PROMPT: Go line by line through the entries and show those that hold the string "indeed".

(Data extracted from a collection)
• • • • •

PR #261, opened 2021-01-29
move public packages to pkg/ directory

fho:
All go code that acts as baur's public API or is imported in the command
implementation is moved to the pkg/ directory.

It makes the root directory look cleaner, apart from that there are no
advantages.


fho:
I finally implemented your suggestion you made a while ago, @FranciscoKurpiel  (-:

FranciscoKurpiel:
Yay!!!

Quick question: you opted to move `storage` to `pkg/`, not to `internal/'. Is it intentional?

fho:
> Yay!!!
> 
> Quick question: you opted to move `storage` to `pkg/`, not to `internal/'. Is it intentional?

Yes, I want to be able to import the storage and cfg package in a future version.
I might want to import them to use the package for converting v1 cfg or storage to a new format.
The go module would then change to github.com/simplesurance/baur/v2` and I would vendor for  `github.com/simplesurance/baur/v1/pkg/cfg´.

Same then what I'm doing here with v0 cfg pkg: https://github.com/simplesurance/baur/blob/68a4fe876505a14985fa09397bb57d3fa74bc1f2/cfg/upgrade/v4/v4.go#L7

FranciscoKurpiel (approved):

PR #287, opened 2021-03-15
Add .appdir variable

kostyay:
This is a handy variable if you want to define a task in shared include and reference the step directory from it

### DIFF
--- a/pkg/baur/cfg_resolvers.go
+++ b/pkg/baur/cfg_resolvers.go
@@ -2,6 +2,7 @@ package baur
 
 import (
 	"errors"
+	"path/filepath"
 
 	"github.com/simplesurance/baur/v1/internal/vcs"
 	"github.com/simplesurance/baur/v1/pkg/cfg/resolver"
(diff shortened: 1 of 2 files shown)


fho:
@kostyay thanks for the PR.

Tasks are always executed in the application directory also if they are defined in an include file.
Therefore you can pass `.` as path to your command to reference the application directory.

Could you elaborate on the usecase of the variable? In which cases could it be needed? 
What is the advantage over passing  `.` to the command to reference the application directory?

kostyay:
> @kostyay thanks for the PR.
> 
> Tasks are always executed in the application directory also if they are defined in an include file.
> Therefore you can pass `.` as path to your command to reference the application directory.
> 
> Could you elaborate on the usecase of the variable? In which cases could it be needed?
> What is the advantage over passing `.` to the command to reference the application directory?

I will check if using . works in my usecase and update the PR :)

kostyay:
It's indeed possible to solve this without appdir, but requires some out of the box thinking. Honestly I don't think having extra variables hurts, but its up to you :).
BTW, why not support full gotemplate syntax and implement just partial limited functionality by implementing it using find/replace?
Is your idea that if I want complex logic I should extract it to an external build script?

fho:
> It's indeed possible to solve this without appdir, but requires some out of the box thinking. Honestly I don't think having extra variables hurts, but its up to you :).

I also like the idea of having an .appdir var but on the other hand it as a tiny bit more code without adding value.
The same can be already achieved without it.
Until we come up with a good usecase for the variable I'll not add it for now.


> BTW, why not support full gotemplate syntax and implement just partial limited functionality by implementing it using find/replace?

I don't have a good reason for not using gotemplates. :-)
It didn't come to my mind that I could use gotemplates when I implemented the first variables in baur 0.x.
I only had the idea quite recently and then switched the syntax in baur 1.x to be the same then for gotemplates to hopefully be able to do a smooth transition.
The priority for switching to using gotemplates wasn't high enough to do it instead of other things so far.

> Is your idea that if I want complex logic I should extract it to an external build script?

This is also true though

• • • • •

YOUR RESPONSE:
It's indeed possible to solve this without appdir, but requires some out of the box thinking. Honestly I don't think having extra variables hurts, but its up to you :).
> It's indeed possible to solve this without appdir, but requires some out of the box thinking. Honestly I don't think having extra variables hurts, but its up to you :).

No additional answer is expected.